The signal can be any object, although Scrapy comes with some predefined signals that are documented in the シグナル section.

パラメータ

receiver (collections.abc.Callable) -- the function to be connected
signal (object) -- the signal to connect to

disconnect(receiver, signal, **kwargs)[ソース]¶: Disconnect a receiver function from a signal. This has the opposite effect of the connect() method, and the arguments are the same.

disconnect_all(signal, **kwargs)[ソース]¶

Disconnect all receivers from the given signal.

パラメータ: signal (object) -- the signal to disconnect from

send_catch_log(signal, **kwargs)[ソース]¶

Send a signal, catch exceptions and log them.

The keyword arguments are passed to the signal handlers (connected through the connect() method).

send_catch_log_deferred(signal, **kwargs)[ソース]¶

Like send_catch_log() but supports returning Deferred objects from signal handlers.

Returns a Deferred that gets fired once all signal handlers deferreds were fired. Send a signal, catch exceptions and log them.

The keyword arguments are passed to the signal handlers (connected through the connect() method).

統計収集器API¶

scrapy.statscollectors モジュールの下にいくつかの統計収集器があり、それらはすべて StatsCollector クラス(すべての継承元)で定義された統計収集器APIを実装します。

class scrapy.statscollectors.StatsCollector[ソース]¶

get_value(key, default=None)[ソース]¶: 指定された統計キーの値を返します。値が存在しない場合はデフォルトを返します。

get_stats()[ソース]¶: 現在実行中のスパイダーからすべての統計を辞書として取得します。

set_value(key, value)[ソース]¶: 与えられた統計キーに指定の値を設定します。

set_stats(stats)[ソース]¶: stats 引数で渡された辞書で現在の統計を上書きします。

inc_value(key, count=1, start=0)[ソース]¶: (設定されていない場合は開始値を想定して、)指定された統計キーの値を指定されたカウントでインクリメントします。

max_value(key, value)[ソース]¶: 同じキーの現在の値がvalueより小さい場合にのみ、指定されたキーに指定された値を設定します。指定されたキーに現在の値がない場合、値は常に設定されます。

min_value(key, value)[ソース]¶: 同じキーの現在の値がvalueより大きい場合にのみ、指定されたキーに指定された値を設定します。

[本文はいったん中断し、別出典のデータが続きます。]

Issue #417, opened 2022-01-25
BUG: Docker Compose server fails to connect to database in some cases


Marcono1234:
### Make sure you've done the following:

- [X] I have checked that this issue has not already been reported.

- [X] I have validated that this issue is not a syntax error of either MySQL or SQLite.

- [X] I have pulled the latest version of the main branch of DarkflameServer and have confirmed that the issue exists there.

### Issue Description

指定されたキーに現在の値がない場合、値は常に設定されます。

clear_stats()[ソース]¶: 全ての統計をクリアする

次のメソッドは、統計収集APIの一部ではありませんが、代わりにカスタム統計収集器を実装するときに使用されます:

open_spider(spider)[ソース]¶: 統計収集のために、指定されたスパイダーを開きます。

close_spider(spider)[ソース]¶: 指定されたスパイダーを閉じます。これが呼び出された後、これ以上特定の統計にアクセスしたり収集したりすることはできません。